DEPARTMENT OF THE INTERIOR
Bureau of Indian Affairs
TECHNICAL REPORT
II Historical Background
The petitioning group, Yuchi Tribal Organization, Inc., is made up of individuals derived from the historical
Yuchi tribe. This tribe joined the Muscogee (Creek) Confederacy, probably in two stages, in the late 18th or early
19th century (Wright 1951, Court of Claims 1956).(1)
Yuchis have maintained a political and legal relationship with the Muscogee (Creek) tribe since joining the
Creek Confederacy. The Creek Confederacy united dozens of historic tribes yet preserved their ethnic distinctiveness
by making them corporate groups responsible for most of their own affairs, particularly that of training and maintaining
their own standing armies and maintaining their own ceremonial grounds. The incorporated tribes, which might consist of
multiple settlements, were known as talwas, and later as tribal towns.

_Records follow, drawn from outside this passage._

PR #1878, opened 2026-07-28
feat(agent): add pip package broker support

vnikonov-devolutions:
Adds Devolutions Agent package broker support for pip package operations, allowing approved Python packages to be installed, updated, and uninstalled through the broker using the released NOW policy v0.2 protocol models.

Pip support is limited to standard user-scope operations. Elevated/admin and unsupported pip options are rejected explicitly to preserve the broker security model.

Issue: DGW-428

### DIFF
--- a/devolutions-agent/src/broker/command_builder/mod.rs
+++ b/devolutions-agent/src/broker/command_builder/mod.rs
@@ -5,6 +5,7 @@
 
 pub mod chocolatey;
 pub mod dotnet;
+pub mod pip;
 pub mod powershell;
 pub mod scoop;
 pub mod vcpkg;
@@ -24,6 +25,7 @@ pub fn build_command(request: &PackageRequest) -> anyhow::Result<Vec<String>> {
         ManagerName::PowerShell => powershell::build_powershell5_command(request),
         ManagerName::PowerShell7 => powershell::build_powershell7_command(request),
         ManagerName::Chocolatey => chocolatey::build_chocolatey_command(request),
+        ManagerName::Pip => pip::build_pip_command(request),
         ManagerName::Scoop => scoop::build_scoop_command(request),
         ManagerName::Vcpkg => vcpkg::build_vcpkg_command(request),
         unsupported => bail!("package manager is not supported by the broker: {unsupported}"),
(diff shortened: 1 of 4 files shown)


vnikonov-devolutions:
Implementation notes:
- Mirrors UniGetUI pip operation semantics with `python.exe -m pip`: install uses `pip install <id>[==version]`, update uses `pip install --upgrade <id>[==version]`, and uninstall uses `pip uninstall <id>`.
- Adds noninteractive defaults (`--no-input`, `--no-color`, `--no-cache`) and `--yes` for uninstall; install/update support `--pre` and user scope via `--user`.
- Rejects elevated/admin and machine-scope pip operations rather than attempting to secure arbitrary Python discovery under an elevated token.
- Rejects source URLs/custom sources, non-neutral architectures, channels, uninstall version pinning, interactive mode, skip-hash-check, custom install locations, custom parameters, uninstall-previous, no-upgrade, and pre-release uninstall.
- Windows execution wraps pip in the existing protected UTF-8 batch-script path and resolves `python.exe` from the target user's PATH.
- Uses released `now-policy`, `now-policy-api`, and `now-policy-server-template` v0.2 crates; no local protocol patches or vendored protocol crates are used.

Validation:
- `cargo test -p devolutions-agent pip --lib`
- `cargo test -p devolutions-agent broker::command_builder --lib`
- `cargo clippy -p devolutions-agent --tests -- -D warnings`

vnikonov-devolutions:
Addressed Copilot review feedback:
- Added pip `--isolated` so user-controlled pip environment variables and config files cannot override broker-validated source/location behavior.
- Made `--user` unconditional for install/update because pip is advertised and allowed as user-scope only.
- Validates pip package IDs as plain Python distribution names and versions as constrained version components before constructing exact requirements.
- Avoids serializing pip arguments through `cmd.exe`; the Windows executor now resolves `python.exe` from the target user's PATH and invokes it directly.
- Added regression tests for package ID/requirement injection, unsafe version characters, and direct Python execution.

Validation:
- `cargo test -p devolutions-agent pip --lib`
- `cargo test -p devolutions-agent broker::command_builder --lib`
- `cargo clippy -p devolutions-agent --tests -- -D warnings`

mamoreau-devolutions (approved):

mamoreau-devolutions (approved):

CBenoit (approved):

PR #1886, opened 2026-07-29
fix(dgw,agent): make DNS route matching explicit

irvingoujAtDevolution:
Makes Agent Tunnel DNS routing explicit and predictable:
- `example.com` matches only `example.com`.
- `*.example.com` matches subdomains, but not the bare parent.
- Domain detection suggests the explicit wildcard route instead of silently widening a plain name.

This moves Agent Tunnel to protocol/ALPN v2 so mixed old/new semantics fail clearly. The installer remains one-way and never imports stale domains from `agent.json`.

Tests: full Rust workspace, real Agent/Gateway E2E, installer compile, localization audit, x64 MSI build, and lab Gateway/Agent deployment.


irvingoujAtDevolution:
Implementation notes:
- Explicit domains win; auto-detection only runs when none are configured.
- Disabled auto-detection stays quiet for subnet-only agents.
- Added regression coverage for both cases.

CBenoit (approved):

irvingoujAtDevolution:
Updated implementation notes:
- Fresh enrollment defaults to no domain routes and `AutoDetectDomain=false`.
- CLI and silent MSI support explicit domains; interactive MSI offers detection as an unchecked suggestion.
- Existing domains, Back/Next state, empty edits, and long/localized labels are handled explicitly.
- Tunnel CustomActionData is encoded before crossing into the deferred SYSTEM action.

irvingoujAtDevolution:
Follow-up:
- Installer no longer reads or merges domains from an existing `agent.json`.
- Legacy `*.example.com` config is normalized to `example.com` at the Agent-to-Gateway boundary.
- DVLS wildcard display is split into `Devolutions/RDM` branch `dvls/agent-domain-wildcard-display`.

irvingoujAtDevolution:
Final DNS route semantics:
- Plain names are exact-only.
- Only an explicit `*.` route includes subdomains.
- Exact routes outrank wildcard candidates.
- Auto-detection of `ad.it-help.ninja` suggests `*.ad.it-help.ninja`.
- Protocol and ALPN are now v2; Gateway and Agent must be upgraded together.

The obsolete DVLS display-only PR was closed because DVLS should show the literal API route.

irvingoujAtDevolution:
Review follow-up is in `69f6f188`:
- DNS route syntax is validated at wire decode, CLI enrollment, runtime config, and MSI boundaries.
- Rejects ambiguous forms such as `*.`, `*.*`, `foo.*`, and empty labels.
- Invalid auto-detected routes are ignored instead of breaking the control connection.
- Fixed the registry specificity doc, installer comment wording, log punctuation, and redundant comments.

Final MSI SHA-256: `78F57C8E7C9C349D6C81361AE8401B79EA58B3D15BB5091D7A67A45E0A4EEE09`.

irvingoujAtDevolution:
Real lab E2E passed on the final branch using two Agents and distinct marker servers:

- exact name → exact Agent (`FROM-DC`)
- child of exact name → no Agent route
- wildcard child → wildcard Agent (`FROM-AGENT`)
- wildcard parent → no Agent route
- exact + wildcard overlap → exact Agent wins
- unmatched name → no Agent route

Gateway could not resolve any `.test` name directly. Positive cases had both `Routing via agent tunnel` and `Proxy stream established`; negative cases had no Agent routing and failed direct DNS lookup. Lab configs, hosts, services, token-validation setting, and marker processes were restored afterward.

During the 18th and early 19th centuries, Yuchis were signatories to some Creek treaties with the United States.
They were removed with the Creeks in the 1830s from the banks of the Chattahoochee River in present-day Alabama to what
is now Oklahoma.
The Yuchi and other Creek tribal towns reestablished themselves, along ethnic lines, in the tribes new homelands
following the removal (Opler 1937, 22). There were four Yuchi settlements in Oklahoma, reduced after 1900 to three
(Wright 1951, 267, Speck 1909, 9).
The tribal towns became the basis for representation in both the House of Kings and the House of Warriors of
the bicameral legislature of a Creek Nation government which was developed in 1867 (Opler 1937, 12). The Yuchi were
represented in this government as a single town, one of 44 in the confederacy (Wright 1951, 267). Yuchi leaders
participated actively in its affairs (Wright 1951, 267). A Yuchi leader built the first Creek Council House, a
double log structure in what is now downtown Okmulgee (Tulsa Daily World, 1939).
The Act of April 26, 1906 (34 Stat. 137) allotted Creek lands in severalty and provided for the dissolution of
the Creek tribal government. Yuchis were enrolled as Creek Indians on the roll of the Creek Nation
created by the
Dawes Commission. This roll, under the 1906 act, became the final roll of the Creek Nation. In 1976, the Federal
court in Harjo v. Kleppe (U.S. District Court 1976) determined that the dissolution of the Creek Tribal government
had not been statutorily accomplished and that in fact the Creek government had been explicitly perpetuated.
There continued after 1906 to be some Creek government activities and also some continued functioning of the
tribal towns, including two Yuchi settlements (Opler 1937, 36). A principal chief was appointed by the President
under the 1906 Act, sometimes based on elections or recommendations by representative bodies of Creeks. Three of
the tribal towns organized in the 1930s under the Oklahoma Indian Welfare Act. Debo (1940) indicates that
organization of the Yuchi under the act was considered, but was never done.